Following a warranty claim with elecsol, I now have two new batteries. both 100 amp.

I have been given a 1200w invertor [family friend], and was going to link it into my current batteries 2 x 110amp.

I'm now wondering wether to sell the gennie and use the other batteries.

Would 3 or 4 batteries be a good idea or am I just being daft.

My other half would like to dry her hair when we go away, as she's now sick of me making Brian May references when she wakes up! 

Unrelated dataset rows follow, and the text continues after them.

PR #176, opened 2021-12-16
Cleanup stale indexer nodes and recovery task creation. 

mansu:
Currently, when an indexer restarts we leave stale metadata in ZK. This class cleans up stale indexer metadata. In addition, there is data loss for the data that is indexed but not uploaded to S3. 

In this diff, we will implement stale live snapshot cleanup. In addition, we will determine the last offset in the durable metadata store and optionally create a recovery task if we can't catch up.


kaldb/src/main/java/com/slack/kaldb/server/RecoveryTaskFactory.java
```diff
@@ -0,0 +1,81 @@
...
+import java.util.List;
+import java.util.stream.Collectors;
+import org.slf4j.Logger;
+import org.slf4j.LoggerFactory;
+
+/**
+ * This class is responsible for the indexer startup operations like stale live snapshot cleanup.
+ * determining the start indexing offset and create Recovery task etc..
+ */
+public class RecoveryTaskFactory {
```
bryanlb, line 17: Instead of `RecoveryTaskFactory` this might be better as something like a `StartupOperationsUtils`. This class doesn't implement a factory pattern, and we already have expanded this to include non-recovery tasks, such as "stale live snapshot" cleanup.

kaldb/src/main/java/com/slack/kaldb/server/RecoveryTaskFactory.java
```diff
@@ -0,0 +1,81 @@
...
+    this.partitionId = partitionId;
+  }
+
+  public List<SnapshotMetadata> getStaleLiveSnapshots(List<SnapshotMetadata> snapshots) {
+    List<SnapshotMetadata> snapshotsForPartition =
+        snapshots
+            .stream()
+            .filter(snapshotMetadata -> snapshotMetadata.partitionId.equals(partitionId))
+            .collect(Collectors.toUnmodifiableList());
+    return snapshotsForPartition
```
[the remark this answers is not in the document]
mansu: Done.

kaldb/src/main/java/com/slack/kaldb/util/SnapshotsUtil.java
```diff
@@ -0,0 +1,60 @@
...
+import java.util.stream.Collectors;
+import org.slf4j.Logger;
+import org.slf4j.LoggerFactory;
+
+/** A metadata class that contains useful utilities for working with Snapshots. */
+public class SnapshotsUtil {
+  private static final Logger LOG = LoggerFactory.getLogger(SnapshotsUtil.class);
+  private static final int SNAPSHOT_OPERATION_TIMEOUT_SECS = 10;
+
+  public static int deleteSnapshots(
```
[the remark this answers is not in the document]
mansu: Agree. Let's refactor this code along with other cluster manger operations.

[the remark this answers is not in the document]
mansu: Agree. Made this a private method for now. We can refactor this code out when refactor this logic for cluster manager services.

kaldb/src/main/java/com/slack/kaldb/util/SnapshotsUtil.java
```diff
@@ -0,0 +1,60 @@
...
+                })
+            .collect(Collectors.toUnmodifiableList());
+
+    ListenableFuture<?> futureList = Futures.successfulAsList(deletionFutures);
+    try {
+      futureList.get(SNAPSHOT_OPERATION_TIMEOUT_SECS, TimeUnit.SECONDS);
+    } catch (Exception e) {
+      futureList.cancel(true);
+    }
+
```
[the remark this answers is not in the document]
mansu: Added.

kaldb/src/main/java/com/slack/kaldb/server/RecoveryTaskFactory.java
mansu: I renamed this class `StartupOperationsUtils` but that was even more vague than `RecoveryTaskFactory`. So, left the name as is. Let's change the name when we integrate this code with the indexer.

kaldb/src/main/java/com/slack/kaldb/server/RecoveryTaskFactory.java
```diff
@@ -0,0 +1,260 @@
...
+  public List<SnapshotMetadata> getStaleLiveSnapshots(List<SnapshotMetadata> snapshots) {
+    return snapshots
+        .stream()
+        .filter(snapshotMetadata -> snapshotMetadata.partitionId.equals(partitionId))
+        .filter(SnapshotMetadata::isLive)
+        .collect(Collectors.toUnmodifiableList());
+  }
+
+  @VisibleForTesting
+  public List<SnapshotMetadata> deleteStaleLiveSnapshots(List<SnapshotMetadata> snapshots) {
```
vthacker, line 72: Why not just reuse `deleteSnapahots` and the caller can call `getStaleLiveSnapshots` to get the list of stale snapshots if that's what it wants to do?

kaldb/src/main/java/com/slack/kaldb/server/RecoveryTaskFactory.java
```diff
@@ -0,0 +1,260 @@
...
+      LOG.warn("Failed to delete {} live snapshots", failedDeletes);
+      throw new IllegalStateException("Failed to delete stale live snapshots");
+    }
+
+    return staleSnapshots;
+  }
+
+  // Get the highest offset for which data is durable for a partition.
+  @VisibleForTesting
+  public long getHighestDurableOffsetForPartition(
```
vthacker, line 88: The PR description says this PR only cleans up old indexer stale state. Is this method needed for that? Or for the followup PR ?

mansu: This method is used for creating the recovery task.

kaldb/src/main/java/com/slack/kaldb/server/RecoveryTaskFactory.java
```diff
@@ -0,0 +1,260 @@
...
+          currentHeadOffsetForPartition,
+          maxOffsetDelay);
+      recoveryTaskMetadataStore.createSync(
+          new RecoveryTaskMetadata(
+              recoveryTaskName,
+              partitionId,
+              nextOffsetForPartition,
+              currentHeadOffsetForPartition - 1,
+              creationTimeEpochMs));
+      LOG.info(
```
bryanlb, line 200: We probably need some additional metrics across this method - I think knowing the amount of recovery tasks created and the offsets/size (as tags?) would be helpful. That would allow us to see how often we're creating recovery tasks, and how big they are, etc.

kaldb/src/main/java/com/slack/kaldb/server/RecoveryTaskFactory.java
```diff
@@ -0,0 +1,260 @@
...
+    }
+
+    // The head offset for Kafka partition is the offset of the next message to be indexed. We
+    // assume that offset is passed into this function. The highest durable offset is the partition
+    // offset of the message that is indexed. Hence, the offset is incremented by 1 to get the
+    // next message.
+    long nextOffsetForPartition = highestDurableOffsetForPartition + 1;
+
+    // Create a recovery task if needed.
+    if (currentHeadOffsetForPartition - highestDurableOffsetForPartition > maxOffsetDelay) {
```
bryanlb, line 184: We should have a minimum threshold before a recovery task will be created - if we're only lagging say a few hundred messages an indexer can easily get caught up to that. If it's a few hundred thousand we'll need a recovery task.

bryanlb (changes requested):

kaldb/src/main/java/com/slack/kaldb/server/RecoveryTaskFactory.java
```diff
@@ -0,0 +1,260 @@
...
+      final long creationTimeEpochMs = Instant.now().toEpochMilli();
+      final String recoveryTaskName = "recoveryTask_" + partitionId + "_" + creationTimeEpochMs;
```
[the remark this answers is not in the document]
mansu: Changed.

kaldb/src/main/java/com/slack/kaldb/server/RecoveryTaskFactory.java
```diff
@@ -0,0 +1,260 @@
...
+    this.recoveryTaskMetadataStore = recoveryTaskMetadataStore;
+    this.partitionId = partitionId;
+    this.maxOffsetDelay = maxOffsetDelay;
+
+    snapshotDeleteSuccess = meterRegistry.counter(STALE_SNAPSHOT_DELETE_SUCCESS);
+    snapshotDeleteFailed = meterRegistry.counter(STALE_SNAPSHOT_DELETE_FAILED);
+  }
+
+  @VisibleForTesting
+  public List<SnapshotMetadata> getStaleLiveSnapshots(List<SnapshotMetadata> snapshots) {
```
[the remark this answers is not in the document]
mansu: Done.

kaldb/src/main/java/com/slack/kaldb/server/RecoveryTaskFactory.java
mansu: Done.

kaldb/src/main/java/com/slack/kaldb/server/RecoveryTaskFactory.java
mansu: Done.

bryanlb (approved):
🚀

We already have a 135w solar panel too if this makes any difference?
Oh, and I've just changed all 15 lights to LED.

w


----------



## rayrecrok (Nov 21, 2008)

wilse said:


> Hi Folks
> 
> After a bit of advice/opinion.
> 
> ...


Maybe for the weight factor alone with the planned extra batteries you should stick with the relatively light Honda..


----------



## Addie (Aug 5, 2008)

I would say what are you using your batteries for, do you have a 12v TV, Laptop Charger etc? Only use an inverter where there is no alternative.

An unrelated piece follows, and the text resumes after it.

PR #177, opened 2021-12-16
chunk cleaner service should never delete active chunk

vthacker:


kaldb/src/test/java/com/slack/kaldb/chunk/ChunkCleanerServiceTest.java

We have a hairdryer in our van - but instead of the hab batteries it is hooked up to the cab one instead. We only run it with the engine running - the current used is roughly the same as the alternator output (140amp) so leave it to run a few minutes after use and it's fine.

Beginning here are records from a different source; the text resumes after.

PR #179, opened 2021-12-16
Add replica eviction service

bryanlb:
Marks expired replicas that are currently assigned to a cache slot for eviction.

### DIFF
--- a/kaldb/src/main/java/com/slack/kaldb/clusterManager/ReplicaEvictionService.java
+++ b/kaldb/src/main/java/com/slack/kaldb/clusterManager/ReplicaEvictionService.java
@@ -1,0 +1,164 @@
+package com.slack.kaldb.clusterManager;
+
+import static com.google.common.util.concurrent.Futures.addCallback;
+import static com.slack.kaldb.config.KaldbConfig.DEFAULT_ZK_TIMEOUT_SECS;
+import static com.slack.kaldb.util.FutureUtils.successCountingCallback;
+
+import com.google.common.annotations.VisibleForTesting;
+import com.google.common.util.concurrent.AbstractScheduledService;
+import com.google.common.util.concurrent.Futures;
+import com.google.common.util.concurrent.ListenableFuture;
+import com.google.common.util.concurrent.MoreExecutors;
+import com.slack.kaldb.metadata.cache.CacheSlotMetadata;
+import com.slack.kaldb.metadata.cache.CacheSlotMetadataStore;
+import com.slack.kaldb.metadata.replica.ReplicaMetadata;
+import com.slack.kaldb.metadata.replica.ReplicaMetadataStore;
+import com.slack.kaldb.proto.config.KaldbConfigs;
+import com.slack.kaldb.proto.metadata.Metadata;
+import io.micrometer.core.instrument.Counter;
+import io.micrometer.core.instrument.MeterRegistry;
+import io.micrometer.core.instrument.Timer;
+import java.time.Instant;
+import java.util.List;
+import java.util.Map;
+import java.util.concurrent.TimeUnit;
+import java.util.concurrent.atomic.AtomicInteger;
+import java.util.function.Function;
+import java.util.stream.Collectors;
+import org.slf4j.Logger;
+import org.slf4j.LoggerFactory;
+
+/**
+ * Marks expired replicas that are currently assigned to a cache slot for eviction. This service
+ * does not delete or mutate replicas, but only marks the cache slot as pending eviction. Once the
+ * cache node has evicted an expired replica, a separate service will delete expired, unassigned
+ * replicas.
+ */
+public class ReplicaEvictionService extends AbstractScheduledService {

http://www.europebycamper.com/2011/06/hairdryer-from-12v-in-motorhome.html


----------



## ched999uk (Jan 31, 2011)

I would say keep the geny and sell me the inverter. 

The advantage the geny has is that as long as you have petrol you have power. With batteries and a solar panel without sun you will flatten your batteries and until you get sun or plug in you will be without any power!

A geny is a good backup as long as it has fuel it's ready to go rain or shine.


----------



## PeterandLinda (Feb 21, 2009)

Hi

The simple answer is to cut her hair.

The more complicated one depends on how long she takes to dry it. If she takes half an hour with a 1200w dryer at 230 volts, that will use 2.6 amp-hours or, in theory, 50 Ah at 12v, but there will be losses in the Inverter, so call it 60 Ah.

If you had all four batteries fully charged you would expect about 320 Ah available (if all four were Elecsols in good condition) so she could dry her hair for five days without re-charging the batteries, provided that you didn't run anything else. 

The additional problem with four batteries, apart from space and weight, is that it would take a long time to charge them when driving, so to make useful use of them you would either need to install something like a Sterling B2B charger or go onto hook-up every few days.

The simple answer is to cut her hair!

P&L


----------



## wilse (Aug 10, 2007)

PeterandLinda said:


> Hi
> 
> The simple answer is to cut her hair!
> 
> P&L


Perhaps I could do it when she is asleep? 8O

Blame it on some strong french red wine?

From what I remember I don't think the b2b route works well with the schaudt electroblock system, which we have.

The gennie is good, but I don't really like carrying fuel around in the garage.

Thanks so far chaps.

w


----------



## wilse (Aug 10, 2007)

Addie said:


> I would say what are you using your batteries for, do you have a 12v TV, Laptop Charger etc? Only use an inverter where there is no alternative.
> 
> We have a hairdryer in our van - but instead of the hab batteries it is hooked up to the cab one instead. We only run it with the engine running - the current used is roughly the same as the alternator output (140amp) so leave it to run a few minutes after use and it's fine.
> 
> http://www.europebycamper.com/2011/06/hairdryer-from-12v-in-motorhome.html


Addie

I quite like this idea, having a quick butchers on your blog, made me think of a question.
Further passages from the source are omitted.